> [What you need to do]: Among the entries below, one stretch runs from the line that contains "import seqexec.model.enum.Instrument" through the line that contains "cquiroz: I think". Repeat that stretch exactly, ends included, and only that.

(Collected data entries)
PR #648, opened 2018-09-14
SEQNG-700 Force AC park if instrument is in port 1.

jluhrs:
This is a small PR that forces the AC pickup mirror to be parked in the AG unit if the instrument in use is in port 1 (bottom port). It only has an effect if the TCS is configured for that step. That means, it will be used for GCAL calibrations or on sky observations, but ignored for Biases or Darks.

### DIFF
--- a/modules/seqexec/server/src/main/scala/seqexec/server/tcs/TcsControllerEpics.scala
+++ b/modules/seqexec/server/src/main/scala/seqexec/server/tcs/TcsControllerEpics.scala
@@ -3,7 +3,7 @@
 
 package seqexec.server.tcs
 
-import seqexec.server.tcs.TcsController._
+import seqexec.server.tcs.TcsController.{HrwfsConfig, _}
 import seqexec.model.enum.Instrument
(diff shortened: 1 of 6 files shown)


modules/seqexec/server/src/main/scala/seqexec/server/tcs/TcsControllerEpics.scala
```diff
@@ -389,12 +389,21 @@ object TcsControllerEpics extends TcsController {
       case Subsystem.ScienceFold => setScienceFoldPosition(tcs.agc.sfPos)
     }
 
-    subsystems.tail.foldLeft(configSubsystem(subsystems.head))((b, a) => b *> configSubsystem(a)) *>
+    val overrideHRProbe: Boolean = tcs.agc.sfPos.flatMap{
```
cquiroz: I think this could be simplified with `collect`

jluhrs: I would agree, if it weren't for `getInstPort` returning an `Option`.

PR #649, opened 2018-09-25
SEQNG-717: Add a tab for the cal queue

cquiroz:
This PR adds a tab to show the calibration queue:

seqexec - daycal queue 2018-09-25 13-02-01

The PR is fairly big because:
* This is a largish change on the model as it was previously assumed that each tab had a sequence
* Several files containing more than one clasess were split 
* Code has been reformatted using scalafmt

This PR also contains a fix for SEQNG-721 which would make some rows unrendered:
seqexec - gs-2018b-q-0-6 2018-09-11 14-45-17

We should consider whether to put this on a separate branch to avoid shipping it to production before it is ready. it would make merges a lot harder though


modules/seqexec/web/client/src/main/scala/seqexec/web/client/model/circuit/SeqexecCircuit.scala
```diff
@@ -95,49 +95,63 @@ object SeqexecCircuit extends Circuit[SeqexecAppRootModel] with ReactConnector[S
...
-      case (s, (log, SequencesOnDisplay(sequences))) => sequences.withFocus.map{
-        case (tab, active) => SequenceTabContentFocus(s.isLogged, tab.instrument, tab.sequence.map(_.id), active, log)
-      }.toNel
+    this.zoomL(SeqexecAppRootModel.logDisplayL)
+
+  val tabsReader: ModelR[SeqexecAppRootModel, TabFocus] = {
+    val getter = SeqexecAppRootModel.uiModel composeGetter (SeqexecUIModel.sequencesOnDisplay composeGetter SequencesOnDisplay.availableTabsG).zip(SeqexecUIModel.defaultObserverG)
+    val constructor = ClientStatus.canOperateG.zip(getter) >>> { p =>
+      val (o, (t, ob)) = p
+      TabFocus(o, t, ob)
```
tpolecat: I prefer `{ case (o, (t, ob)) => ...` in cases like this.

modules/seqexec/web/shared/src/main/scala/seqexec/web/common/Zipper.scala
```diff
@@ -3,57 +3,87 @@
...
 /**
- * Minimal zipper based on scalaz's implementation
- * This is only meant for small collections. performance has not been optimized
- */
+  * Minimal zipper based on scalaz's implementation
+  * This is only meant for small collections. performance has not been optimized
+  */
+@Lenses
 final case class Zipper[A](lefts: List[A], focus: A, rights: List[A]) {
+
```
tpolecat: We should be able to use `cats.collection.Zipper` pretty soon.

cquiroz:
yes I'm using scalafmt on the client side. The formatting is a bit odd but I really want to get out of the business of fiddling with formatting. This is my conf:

> [Exercise result]:
 import seqexec.model.enum.Instrument
(diff shortened: 1 of 6 files shown)


modules/seqexec/server/src/main/scala/seqexec/server/tcs/TcsControllerEpics.scala
```diff
@@ -389,12 +389,21 @@ object TcsControllerEpics extends TcsController {
       case Subsystem.ScienceFold => setScienceFoldPosition(tcs.agc.sfPos)
     }
 
-    subsystems.tail.foldLeft(configSubsystem(subsystems.head))((b, a) => b *> configSubsystem(a)) *>
+    val overrideHRProbe: Boolean = tcs.agc.sfPos.flatMap{
```
cquiroz: I think this could be simplified with `collect`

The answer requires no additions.